判断ミスったら死ぬ、それが登山

なので山で死ぬ、死んだ、ということはそこに何かしら判断のミスがあったということです。
年齢、体力、経験、技量などの能力。装備、日程、行程などの計画。そして天候状況、現地状況などの予測。それらのいずれか、或いは複数の箇所で判断ミスがあったのです。
もちろんすべてを完璧に準備していても予測不可能なアクシデントによって事故が発生してしまうことはあります。落石、落雷、予測不可能な天候変化、野生動物に食料を食べられた、調理中の火傷や一酸化炭素中毒など様々な要因が考えられますが、まさに運否天賦としかいいようのないことが明暗を分けることだってありえるのです。
しかしそれでも、山で死ぬ、ということは敗北です。たとえどんなカタチであれ、生きてさえいれば勝利。山とはそういうゲームではないのかと私は思います。
山で死なないということは、人智では測り知れないことさえも判断に折り込まなければならないということであり、それらを含んで最終的に「行く」か「行かないか」という判断を下さなければなりません。その判断はけしてただ一度ではなく、行程を進めていくうちに何度も迫られることになります。そのすべてにその場その場で的確な、正解でなくとも及第であるような、致命的でないような判断を迅速に下していかなければ夏冬関係なく死にます。
山とはそういうゲームだからです。生死に関わるような判断を迫られる、それが山であり、山の魅力だからです。

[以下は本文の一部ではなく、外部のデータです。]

PR #1280, opened 2023-02-07
Create  training a transformer-based model

Kidus-berhanu:
Use the built-in torch.nn.functional.cross_entropy method to compute the loss instead of defining your own custom loss function.

Use the inputs.get("attention_mask", None) only if it is not None. This can be done inside the compute_loss method.

Use the torch.max method instead of torch.argmax to find the predictions and labels.

Use the targets.masked_fill_ method instead of the labels[~labels_mask.bool()] = -100 line to mask the padding values in the targets.

### DIFF
--- a/model/supervised_finetuning/training a transformer-based model
+++ b/model/supervised_finetuning/training a transformer-based model
@@ -1,0 +1,117 @@
+import argparse
+from distutils.util import strtobool
+from typing import Any, Dict, List, Optional, Tuple, Union
+
+import torch
+from torch import nn
+from torch.nn import functional as F
+from transformers import PreTrainedModel, Trainer, TrainingArguments
+from transformers.training_args import OptimizerNames
+from utils import get_dataset, get_loss, get_metrics, get_model, get_tokenizer, read_yamls
+
+
+def compute_metrics(eval_pred, preprocess_fns, metrics):
+    out = {}
+    for metric, preprocess_fn in zip(metrics, preprocess_fns):
+        preds, labels = preprocess_fn(eval_pred)
+        out = dict(**out, **metric.compute(predictions=preds, references=labels))
+
+    return out
+
+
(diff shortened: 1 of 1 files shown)


theblackcat102:
@Kidus-berhanu Have you run a small toy model ( galactica 128m ) with the wandb results?

Kidus-berhanu:
yes, I first preprocessed my data and then trained the "Galactica 128m" model using a deep learning framework PyTorch. During the training process, I integrated W&B to track and visualize the progress of my model, including metrics such as accuracy, loss, and gradients.

After training the model, I was able to use W&B to compare the results of my model with other models I've run and make informed decisions on which model to use for deployment. W&B also allowed me to easily share my results with my team and collaborate on improving the model.
@theblackcat102 it would mean a lot if you would merge my code to the official repository.

theblackcat102:
@Kidus-berhanu Thanks! I just need to make sure the code works on training, some contributors doesn't run their code and I have to fix their bugs. One small problem, could you run pre-commit and make sure its fine to merge?

Kidus-berhanu:
Screenshot 2023-02-08 205427
@theblackcat102, Done! please let me know if there is anything else i could do.

theblackcat102:
@Kidus-berhanu  weird, commit checks still failed

Vechtomov:
The whole pull request looks like it was generated by a language model. @theblackcat102 I think we can close it.

Kidus-berhanu:
@Vechtomov. IT IS NOT GENERTAED BY  language model ,  i surprised on how you got to that conclusion.  wait a little i couldn't find a time  with classes and work ..to run pre-commit again!

sanagno:
Hi @Kidus-berhanu , thanks for the input. I don't think your contributions in the current format are going to help. I would suggest making small changes in the existing code for the issues that you raised.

前にも言ったかどうか覚えてませんが、登山というのは自らの肉体と自らが背負えるだけの文明を背負って、わざわざ文明のないところへ出かけて行き、自然様と勝負して帰って来る、そういう遊びです
もちろんいざとなったら文明の助けを乞うこともできなくはないわけで、所詮は遊びです
大自然の驚異に対抗するため、人類は数千年を費やしていまの安全で快適な文明社会を作り上げたわけですが、ひとたび文明社会を出てしまえば、個体としてのヒトにはありあまる脅威が今なおそこにあるわけです。
詰まるところ登山とは、わざわざ安全と快適を捨て自らの命を危険に晒す行為であり、本質的にはそこらの峠で暴走行為を繰り返す走り屋あたりとなんら変わらぬ反社会的な行為であります。それが"不法"となっていないのは社会における文脈がそれを許容しているから、ですが、山に登る以上、自らが行っている行為の反社会性を認識し、その反社会的行為の引き換えとして自らの行為を社会における文脈へと還元すべき義務があります。すべての登山者はこのことを念頭に置いておかねばなりません。


山で遭難することが愚かなのではなく、山に登ることそのものが愚かなのです。